Recorded information ::
┌──

PR #5041, opened 2026-06-09
fix(backup): skip unreadable files instead of failing the whole backup

### LINKED ISSUE #4916: [Bug] Backup fails with PermissionError on browser cache files
### Environment
- **QwenPaw Version**: 1.1.10b1
- **OS**: Windows 10 (AMD64)

### Description

When clicking "Create Backup" in the QwenPaw Desktop client, the backup creation fails with a `PermissionError` on browser cache files.

### Error Log

```
qwenpaw\backup\_ops\create.py:144 | Backup creation failed for qwenpaw-1.1.10b1-20260602T125206Z-daba3fc7
  File "qwenpaw\backup\_ops\create.py", line 139, in _create_with_progress
  File "qwenpaw\backup\_ops\create.py", line 195, in _compress_to_tmp
  File "qwenpaw\backup\_ops\create_helpers.py", line 161, in add_files_to_zip
  File "qwenpaw\backup\_ops\create_helpers.py", line 53, in add_agent_workspaces
PermissionError: [Errno 13] Permission denied: 'C:\Users\...\.qwenpaw\workspaces\default\browser\user_data\Default\Cache\Cache_Data\data_0'
```

The error occurs on different cache files each time:
- `browser\user_data\Default\Cache\Cache_Data\data_0`
- `browser\user_data\Default\DawnGraphiteCache\data_0`

### Root Cause

The `add_agent_workspaces` function in `create_helpers.py` attempts to zip all files in the workspace, including the `browser/user_data` directory. However, the `qwenpaw-backend.exe` process itself maintains file locks on browser cache files (Chromium internally managed by the backend). When `zipfile.write()` tries to read these locked files, it throws a `PermissionError`, causing the entire backup operation to fail.

### Reproduction Steps
1. Launch QwenPaw Desktop
2. Click "Create Backup" in the client
3. Select "Full Backup"
4. Backup fails with PermissionError

### Expected Behavior
Backup should succeed by either:
1. Excluding `browser/user_data` from backup (cache files are not essential data)
2. Gracefully handling `PermissionError` by skipping locked files instead of failing the entire backup
3. Stopping the internal browser before creating the backup

### Suggested Fix
In `create_helpers.py`, the `add_agent_workspaces` function should:
- Skip the `browser/` directory or at minimum `browser/user_data/Default/Cache*` directories
- Or handle `PermissionError` per-file (log a warning and continue) rather than failing the entire backup

ly-wang19:
Fixes #4916

## What

`add_agent_workspaces()` (`src/qwenpaw/backup/_ops/create_helpers.py`) zips every file under each agent workspace with a bare `zf.write(entry, arcname)`.

## Why it's a bug

If any single file can't be read, `zf.write` raises and the **entire backup fails**. On Windows this reliably happens with the bundled browser: while an agent's Chromium is open, the backend holds locks on cache files, so:

```
PermissionError: [Errno 13] Permission denied:
  '...\workspaces\default\browser\user_data\Default\Cache\Cache_Data\data_0'
```

One locked cache file makes "Create Backup" fail completely — and everything after that file in the walk is lost too.

## Fix

Catch `PermissionError`/`OSError` per file, log a warning, skip the file, and continue — then log a per-agent summary of how many files were skipped. A backup should degrade gracefully on a few unreadable files rather than abort wholesale.

Scoped to `add_agent_workspaces` (the reported failure point). Happy to extend the same guard to the other `add_*` helpers if maintainers prefer.

## Tests

Added `tests/unit/backup/test_create_helpers.py`: a workspace with one writable and one "locked" file (a fake zip whose `write` raises `PermissionError`) — the backup keeps the readable file and skips the locked one instead of raising.

## Local checks

- `pytest tests/unit/backup/test_create_helpers.py` — **1 passed**

### DIFF
--- a/src/qwenpaw/backup/_ops/create_helpers.py
+++ b/src/qwenpaw/backup/_ops/create_helpers.py
@@ -46,12 +46,33 @@ def add_agent_workspaces(
         ws = Path(ref.workspace_dir).expanduser().resolve()
         if ws.is_dir():
             file_count = 0
+            skipped = 0
             for entry in sorted(ws.rglob("*")):
-                if entry.is_file():
-                    rel = entry.relative_to(ws).as_posix()
-                    arcname = f"{PREFIX_WORKSPACES}{aid}/{rel}"
+                if not entry.is_file():
+                    continue
+                rel = entry.relative_to(ws).as_posix()
+                arcname = f"{PREFIX_WORKSPACES}{aid}/{rel}"
+                try:
                     zf.write(entry, arcname)
-                    file_count += 1
+                except (PermissionError, OSError) as exc:
+                    # A file that can't be added (e.g. an open Chromium
+                    # cache file the backend has locked) must not abort
+                    # the whole backup; skip it and continue (#4916).
+                    skipped += 1
+                    logger.warning(
+                        "Skipping %s (could not be added to backup): %s",
+                        entry,
+                        exc,
+                    )
+                    continue
+                file_count += 1
+            if skipped:
+                logger.warning(
+                    "Agent '%s': skipped %d file(s) that could not be "
+                    "added to the backup",
+                    aid,
+                    skipped,
+                )
             logger.debug(
                 "Agent '%s': %d file(s) added from %s",
                 aid,


x1n95c:
Hello, thanks for your contribution, I have two comments:

 1. The warning log says "Skipping unreadable file", but the OSError from zf.write() may not be caused by an unreadable file, it could be a write-side error (e.g., disk full). Please adjust the warning message to be more accurate. 
  2. The unit test is not necessary for this change. Let's skip it.

ly-wang19:
Thanks for the careful review, @x1n95c!

1. Good catch — reworded the log so it no longer claims the file was "unreadable", since the `OSError` can be a write-side failure. (Side note: a genuine write failure like disk-full would recur on every later file too, so if you'd prefer, I can narrow the `except` to `PermissionError` only — the reported locked-cache case — and let other `OSError`s propagate so they stay visible. Happy either way.)
2. Removed the unit test.

x1n95c:
Hi, I tested your code and everything works as expected, thanks for your contribution. I think this PR is ready to be merged.

ly-wang19:
Thanks @x1n95c, much appreciated — glad it tested cleanly! 🐾

lalaliat (approved):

└──

Description of the task ::
Each record should come back exactly as written.

Output of the task ::
PR #5041, opened 2026-06-09
fix(backup): skip unreadable files instead of failing the whole backup

### LINKED ISSUE #4916: [Bug] Backup fails with PermissionError on browser cache files
### Environment
- **QwenPaw Version**: 1.1.10b1
- **OS**: Windows 10 (AMD64)

### Description

When clicking "Create Backup" in the QwenPaw Desktop client, the backup creation fails with a `PermissionError` on browser cache files.

### Error Log

```
qwenpaw\backup\_ops\create.py:144 | Backup creation failed for qwenpaw-1.1.10b1-20260602T125206Z-daba3fc7
  File "qwenpaw\backup\_ops\create.py", line 139, in _create_with_progress
  File "qwenpaw\backup\_ops\create.py", line 195, in _compress_to_tmp
  File "qwenpaw\backup\_ops\create_helpers.py", line 161, in add_files_to_zip
  File "qwenpaw\backup\_ops\create_helpers.py", line 53, in add_agent_workspaces
PermissionError: [Errno 13] Permission denied: 'C:\Users\...\.qwenpaw\workspaces\default\browser\user_data\Default\Cache\Cache_Data\data_0'
```

The error occurs on different cache files each time:
- `browser\user_data\Default\Cache\Cache_Data\data_0`
- `browser\user_data\Default\DawnGraphiteCache\data_0`

### Root Cause

The `add_agent_workspaces` function in `create_helpers.py` attempts to zip all files in the workspace, including the `browser/user_data` directory. However, the `qwenpaw-backend.exe` process itself maintains file locks on browser cache files (Chromium internally managed by the backend). When `zipfile.write()` tries to read these locked files, it throws a `PermissionError`, causing the entire backup operation to fail.

### Reproduction Steps
1. Launch QwenPaw Desktop
2. Click "Create Backup" in the client
3. Select "Full Backup"
4. Backup fails with PermissionError

### Expected Behavior
Backup should succeed by either:
1. Excluding `browser/user_data` from backup (cache files are not essential data)
2. Gracefully handling `PermissionError` by skipping locked files instead of failing the entire backup
3. Stopping the internal browser before creating the backup

### Suggested Fix
In `create_helpers.py`, the `add_agent_workspaces` function should:
- Skip the `browser/` directory or at minimum `browser/user_data/Default/Cache*` directories
- Or handle `PermissionError` per-file (log a warning and continue) rather than failing the entire backup

ly-wang19:
Fixes #4916

## What

`add_agent_workspaces()` (`src/qwenpaw/backup/_ops/create_helpers.py`) zips every file under each agent workspace with a bare `zf.write(entry, arcname)`.

## Why it's a bug

If any single file can't be read, `zf.write` raises and the **entire backup fails**. On Windows this reliably happens with the bundled browser: while an agent's Chromium is open, the backend holds locks on cache files, so:

```
PermissionError: [Errno 13] Permission denied:
  '...\workspaces\default\browser\user_data\Default\Cache\Cache_Data\data_0'
```

One locked cache file makes "Create Backup" fail completely — and everything after that file in the walk is lost too.

## Fix

Catch `PermissionError`/`OSError` per file, log a warning, skip the file, and continue — then log a per-agent summary of how many files were skipped. A backup should degrade gracefully on a few unreadable files rather than abort wholesale.

Scoped to `add_agent_workspaces` (the reported failure point). Happy to extend the same guard to the other `add_*` helpers if maintainers prefer.

## Tests

Added `tests/unit/backup/test_create_helpers.py`: a workspace with one writable and one "locked" file (a fake zip whose `write` raises `PermissionError`) — the backup keeps the readable file and skips the locked one instead of raising.

## Local checks

- `pytest tests/unit/backup/test_create_helpers.py` — **1 passed**

### DIFF
--- a/src/qwenpaw/backup/_ops/create_helpers.py
+++ b/src/qwenpaw/backup/_ops/create_helpers.py
@@ -46,12 +46,33 @@ def add_agent_workspaces(
         ws = Path(ref.workspace_dir).expanduser().resolve()
         if ws.is_dir():
             file_count = 0
+            skipped = 0
             for entry in sorted(ws.rglob("*")):
-                if entry.is_file():
-                    rel = entry.relative_to(ws).as_posix()
-                    arcname = f"{PREFIX_WORKSPACES}{aid}/{rel}"
+                if not entry.is_file():
+                    continue
+                rel = entry.relative_to(ws).as_posix()
+                arcname = f"{PREFIX_WORKSPACES}{aid}/{rel}"
+                try:
                     zf.write(entry, arcname)
-                    file_count += 1
+                except (PermissionError, OSError) as exc:
+                    # A file that can't be added (e.g. an open Chromium
+                    # cache file the backend has locked) must not abort
+                    # the whole backup; skip it and continue (#4916).
+                    skipped += 1
+                    logger.warning(
+                        "Skipping %s (could not be added to backup): %s",
+                        entry,
+                        exc,
+                    )
+                    continue
+                file_count += 1
+            if skipped:
+                logger.warning(
+                    "Agent '%s': skipped %d file(s) that could not be "
+                    "added to the backup",
+                    aid,
+                    skipped,
+                )
             logger.debug(
                 "Agent '%s': %d file(s) added from %s",
                 aid,


x1n95c:
Hello, thanks for your contribution, I have two comments:

 1. The warning log says "Skipping unreadable file", but the OSError from zf.write() may not be caused by an unreadable file, it could be a write-side error (e.g., disk full). Please adjust the warning message to be more accurate. 
  2. The unit test is not necessary for this change. Let's skip it.

ly-wang19:
Thanks for the careful review, @x1n95c!

1. Good catch — reworded the log so it no longer claims the file was "unreadable", since the `OSError` can be a write-side failure. (Side note: a genuine write failure like disk-full would recur on every later file too, so if you'd prefer, I can narrow the `except` to `PermissionError` only — the reported locked-cache case — and let other `OSError`s propagate so they stay visible. Happy either way.)
2. Removed the unit test.

x1n95c:
Hi, I tested your code and everything works as expected, thanks for your contribution. I think this PR is ready to be merged.

ly-wang19:
Thanks @x1n95c, much appreciated — glad it tested cleanly! 🐾

lalaliat (approved):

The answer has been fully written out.